Understanding Communication Faults in Parallel Computers

Joao Carreira, Diamantino Costa, Henrique Madeira, João Gabriel Silva

Fault-Tolerant Systems and Software, Ed. Ravi Mittal, C. Muthukrishana e V. Bhatkar, Narosa Publishing House, 1995, pp. 158-164

Abstract
This paper addresses the evaluation of the dependability properties of distributed memory parallel systems through fault injection. The most popular parallel computers are based on the distributed memory architecture where loosely coupled processors communicate by message-passing. Fault tolerance is an issue which increasingly concerns manufacturers and end users of these systems as the probability of occurrence of a fault increases with the number of components, and parallel machines can have up to thousands of nodes and complex interconnection media. For the purpose of the validation of fault tolerance in these systems, both the processing nodes and the communication subsystem should be taken into account.

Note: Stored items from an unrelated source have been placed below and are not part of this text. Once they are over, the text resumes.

Issue #1659, opened 2022-10-05
Alignment of table values


vopani:
#### Is your feature request related to a problem? Please describe
Allowing different alignments of values in a table can beautify UI in some use-cases.

#### Describe the solution you'd like
Allow user to left / center / right align the values of a column (something like `justify` in `ui.table_column` with default='left' so nothing breaks / changes in UI of existing apps).

#### Additional context
This is purely for nicer UI, especially in scenarios when some of the table cell elements are markdown (where content can be center-aligned), it'll make it more consistent visually.

Pooja444:
@mturoci I would like to work on this issue, can it be assigned to me, please? I have worked on the issue https://github.com/h2oai/wave/issues/1577 and now I have a good knowledge of how to develop UI changes so it'll probably help with this issue 😁

mturoci:
Please go ahead @Pooja444!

This paper focus on the validation of communication subsystems and reports experiments conducted with the CSFI tool - Communication Software Fault Injector in a commercial parallel machine with no fault handling mechanisms. Two set of experiments have been performed: one using original applications, and another using the same applications in conjunction with an application level CRC mechanism for the messages. The outcome of the experiments was analysed focusing on those faults that caused the generation of wrong results by the application without any error being detected. These cases correspond to situations in which it would be virtually impossible to detect that the benchmark output was erroneous. The results obtained show the effectiveness of the CRC as an error detection mechanism and emphasise the need for robust communication protocols in parallel machines in order to achieve confidence in the applications results and suggest that the actual quest for performance in the parallel computing industry can only be effective if it is provided along with dependability.